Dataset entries
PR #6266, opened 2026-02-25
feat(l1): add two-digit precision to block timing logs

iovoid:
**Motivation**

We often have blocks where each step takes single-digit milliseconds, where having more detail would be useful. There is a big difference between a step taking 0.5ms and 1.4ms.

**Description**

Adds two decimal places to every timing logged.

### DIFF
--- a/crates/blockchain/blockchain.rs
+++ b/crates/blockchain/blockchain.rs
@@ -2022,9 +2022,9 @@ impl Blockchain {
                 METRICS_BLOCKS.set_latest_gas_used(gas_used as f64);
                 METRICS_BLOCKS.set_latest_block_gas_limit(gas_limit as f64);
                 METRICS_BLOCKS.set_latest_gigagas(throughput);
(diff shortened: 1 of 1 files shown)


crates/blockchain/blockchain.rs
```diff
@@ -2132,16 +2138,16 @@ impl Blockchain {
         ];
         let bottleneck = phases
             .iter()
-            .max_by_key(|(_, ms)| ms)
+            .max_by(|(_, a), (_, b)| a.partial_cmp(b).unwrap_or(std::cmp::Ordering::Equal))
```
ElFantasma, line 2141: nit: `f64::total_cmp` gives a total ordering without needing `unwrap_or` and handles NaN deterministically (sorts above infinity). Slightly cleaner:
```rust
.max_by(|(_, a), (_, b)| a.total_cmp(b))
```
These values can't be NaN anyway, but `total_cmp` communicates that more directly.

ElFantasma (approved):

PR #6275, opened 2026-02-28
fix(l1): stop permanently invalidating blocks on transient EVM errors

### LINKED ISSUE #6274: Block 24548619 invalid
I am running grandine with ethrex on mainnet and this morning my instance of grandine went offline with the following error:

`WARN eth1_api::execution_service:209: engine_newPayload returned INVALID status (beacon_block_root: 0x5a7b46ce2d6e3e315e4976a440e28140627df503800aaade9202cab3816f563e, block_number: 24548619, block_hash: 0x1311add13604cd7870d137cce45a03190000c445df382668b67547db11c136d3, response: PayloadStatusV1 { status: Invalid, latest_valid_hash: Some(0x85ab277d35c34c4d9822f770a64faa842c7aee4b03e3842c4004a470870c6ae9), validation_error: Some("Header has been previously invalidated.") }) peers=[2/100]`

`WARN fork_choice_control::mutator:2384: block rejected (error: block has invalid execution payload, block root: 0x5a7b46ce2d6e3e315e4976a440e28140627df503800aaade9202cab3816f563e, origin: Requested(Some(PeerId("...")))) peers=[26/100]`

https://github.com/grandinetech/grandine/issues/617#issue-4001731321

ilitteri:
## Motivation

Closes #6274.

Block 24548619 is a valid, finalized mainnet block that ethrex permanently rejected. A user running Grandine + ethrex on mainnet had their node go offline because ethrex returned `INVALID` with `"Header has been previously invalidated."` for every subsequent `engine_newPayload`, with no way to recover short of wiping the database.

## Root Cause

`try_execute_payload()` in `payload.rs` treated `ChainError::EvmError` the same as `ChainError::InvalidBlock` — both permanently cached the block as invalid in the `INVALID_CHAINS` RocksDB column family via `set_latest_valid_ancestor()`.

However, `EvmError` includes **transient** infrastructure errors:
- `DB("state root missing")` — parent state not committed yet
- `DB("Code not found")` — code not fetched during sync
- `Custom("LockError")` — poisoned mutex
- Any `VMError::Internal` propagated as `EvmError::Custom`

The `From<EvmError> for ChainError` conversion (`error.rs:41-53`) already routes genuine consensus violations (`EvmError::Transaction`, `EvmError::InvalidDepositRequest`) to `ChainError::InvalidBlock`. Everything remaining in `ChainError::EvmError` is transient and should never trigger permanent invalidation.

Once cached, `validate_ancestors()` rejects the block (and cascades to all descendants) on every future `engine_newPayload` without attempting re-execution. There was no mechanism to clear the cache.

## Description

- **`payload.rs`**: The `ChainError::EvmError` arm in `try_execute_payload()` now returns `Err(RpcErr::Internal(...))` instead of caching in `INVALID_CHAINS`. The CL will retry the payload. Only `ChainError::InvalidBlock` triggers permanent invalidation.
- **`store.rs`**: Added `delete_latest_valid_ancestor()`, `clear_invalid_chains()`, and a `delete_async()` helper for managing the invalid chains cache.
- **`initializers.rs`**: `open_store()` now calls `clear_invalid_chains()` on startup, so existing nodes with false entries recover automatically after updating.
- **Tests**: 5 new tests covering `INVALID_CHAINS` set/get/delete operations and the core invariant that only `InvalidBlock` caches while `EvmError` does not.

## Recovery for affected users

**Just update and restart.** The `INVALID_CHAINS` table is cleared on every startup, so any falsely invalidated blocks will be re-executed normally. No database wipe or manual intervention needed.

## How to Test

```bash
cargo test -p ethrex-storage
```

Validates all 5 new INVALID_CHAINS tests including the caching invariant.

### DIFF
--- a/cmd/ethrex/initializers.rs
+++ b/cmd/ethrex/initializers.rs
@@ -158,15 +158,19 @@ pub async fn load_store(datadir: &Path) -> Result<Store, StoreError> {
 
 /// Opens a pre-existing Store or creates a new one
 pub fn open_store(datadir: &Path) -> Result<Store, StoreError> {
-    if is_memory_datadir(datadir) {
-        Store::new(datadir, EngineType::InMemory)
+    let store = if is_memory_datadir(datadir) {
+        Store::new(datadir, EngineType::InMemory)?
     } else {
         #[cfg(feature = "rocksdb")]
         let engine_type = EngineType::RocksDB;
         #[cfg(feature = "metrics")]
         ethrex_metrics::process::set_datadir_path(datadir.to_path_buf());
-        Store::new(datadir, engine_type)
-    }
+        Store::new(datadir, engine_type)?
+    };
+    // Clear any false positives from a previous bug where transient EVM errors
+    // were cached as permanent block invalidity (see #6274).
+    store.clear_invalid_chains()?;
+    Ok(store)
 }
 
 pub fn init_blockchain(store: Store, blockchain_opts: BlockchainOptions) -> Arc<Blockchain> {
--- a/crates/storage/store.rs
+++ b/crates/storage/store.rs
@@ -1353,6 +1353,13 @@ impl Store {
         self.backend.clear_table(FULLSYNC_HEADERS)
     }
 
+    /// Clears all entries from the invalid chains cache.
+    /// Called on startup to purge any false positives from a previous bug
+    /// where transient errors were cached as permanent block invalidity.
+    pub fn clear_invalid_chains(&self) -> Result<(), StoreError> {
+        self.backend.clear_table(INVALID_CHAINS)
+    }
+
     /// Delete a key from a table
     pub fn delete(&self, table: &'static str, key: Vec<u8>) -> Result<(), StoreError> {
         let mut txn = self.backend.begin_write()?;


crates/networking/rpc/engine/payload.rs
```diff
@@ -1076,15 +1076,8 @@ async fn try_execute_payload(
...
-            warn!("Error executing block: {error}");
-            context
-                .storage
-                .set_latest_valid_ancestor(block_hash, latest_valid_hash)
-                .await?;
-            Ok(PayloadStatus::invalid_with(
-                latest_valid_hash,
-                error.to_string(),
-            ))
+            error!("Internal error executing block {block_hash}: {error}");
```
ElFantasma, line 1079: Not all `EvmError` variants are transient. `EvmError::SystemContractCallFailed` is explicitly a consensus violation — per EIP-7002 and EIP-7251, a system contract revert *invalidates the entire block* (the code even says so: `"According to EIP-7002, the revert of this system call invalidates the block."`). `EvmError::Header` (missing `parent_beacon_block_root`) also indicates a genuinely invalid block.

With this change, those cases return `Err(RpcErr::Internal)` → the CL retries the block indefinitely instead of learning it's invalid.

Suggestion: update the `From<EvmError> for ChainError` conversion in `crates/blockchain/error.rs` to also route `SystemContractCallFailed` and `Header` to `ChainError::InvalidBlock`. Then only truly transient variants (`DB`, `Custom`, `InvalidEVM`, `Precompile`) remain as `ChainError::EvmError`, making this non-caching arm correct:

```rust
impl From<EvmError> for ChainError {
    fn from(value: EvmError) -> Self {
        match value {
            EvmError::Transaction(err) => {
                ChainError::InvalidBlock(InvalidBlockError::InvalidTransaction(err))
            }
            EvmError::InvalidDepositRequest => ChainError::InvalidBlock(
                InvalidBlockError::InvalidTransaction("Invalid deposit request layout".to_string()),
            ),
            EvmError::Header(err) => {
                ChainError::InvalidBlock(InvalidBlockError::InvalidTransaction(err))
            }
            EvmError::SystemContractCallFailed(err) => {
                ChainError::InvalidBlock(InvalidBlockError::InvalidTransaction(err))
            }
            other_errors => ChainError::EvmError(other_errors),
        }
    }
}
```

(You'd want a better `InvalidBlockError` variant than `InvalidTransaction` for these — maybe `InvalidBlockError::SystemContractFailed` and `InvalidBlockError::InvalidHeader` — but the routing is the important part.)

:: Work to complete ::
Write out exactly the lines above from the line with "Adds two decimal" through the line with "Closes #6274.", both of them included, and leave out all other lines.

:: Answer ::
Adds two decimal places to every timing logged.

### DIFF
--- a/crates/blockchain/blockchain.rs
+++ b/crates/blockchain/blockchain.rs
@@ -2022,9 +2022,9 @@ impl Blockchain {
                 METRICS_BLOCKS.set_latest_gas_used(gas_used as f64);
                 METRICS_BLOCKS.set_latest_block_gas_limit(gas_limit as f64);
                 METRICS_BLOCKS.set_latest_gigagas(throughput);
(diff shortened: 1 of 1 files shown)


crates/blockchain/blockchain.rs
```diff
@@ -2132,16 +2138,16 @@ impl Blockchain {
         ];
         let bottleneck = phases
             .iter()
-            .max_by_key(|(_, ms)| ms)
+            .max_by(|(_, a), (_, b)| a.partial_cmp(b).unwrap_or(std::cmp::Ordering::Equal))
```
ElFantasma, line 2141: nit: `f64::total_cmp` gives a total ordering without needing `unwrap_or` and handles NaN deterministically (sorts above infinity). Slightly cleaner:
```rust
.max_by(|(_, a), (_, b)| a.total_cmp(b))
```
These values can't be NaN anyway, but `total_cmp` communicates that more directly.

ElFantasma (approved):

PR #6275, opened 2026-02-28
fix(l1): stop permanently invalidating blocks on transient EVM errors

### LINKED ISSUE #6274: Block 24548619 invalid
I am running grandine with ethrex on mainnet and this morning my instance of grandine went offline with the following error:

`WARN eth1_api::execution_service:209: engine_newPayload returned INVALID status (beacon_block_root: 0x5a7b46ce2d6e3e315e4976a440e28140627df503800aaade9202cab3816f563e, block_number: 24548619, block_hash: 0x1311add13604cd7870d137cce45a03190000c445df382668b67547db11c136d3, response: PayloadStatusV1 { status: Invalid, latest_valid_hash: Some(0x85ab277d35c34c4d9822f770a64faa842c7aee4b03e3842c4004a470870c6ae9), validation_error: Some("Header has been previously invalidated.") }) peers=[2/100]`

`WARN fork_choice_control::mutator:2384: block rejected (error: block has invalid execution payload, block root: 0x5a7b46ce2d6e3e315e4976a440e28140627df503800aaade9202cab3816f563e, origin: Requested(Some(PeerId("...")))) peers=[26/100]`

https://github.com/grandinetech/grandine/issues/617#issue-4001731321

ilitteri:
## Motivation

Closes #6274.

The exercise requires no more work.